(Saved data entries)
PR #7367, opened 2020-06-17
[WIP] Replace shallow clone with shutil copy with .git exclusion

AlanCoding:
##### SUMMARY
Experimental idea for some tech debt cleanup / simplification.

##### COMPONENT NAME
 - API

##### AWX VERSION
```
12.0.0
```

### DIFF
--- a/awx/main/tasks.py
+++ b/awx/main/tasks.py
@@ -16,12 +16,10 @@ import stat
 import tempfile
 import time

#### [Task directions]
Find every line in the records above that holds the word "main", and copy each one.

#### [Exercise response]
--- a/awx/main/tasks.py
+++ b/awx/main/tasks.py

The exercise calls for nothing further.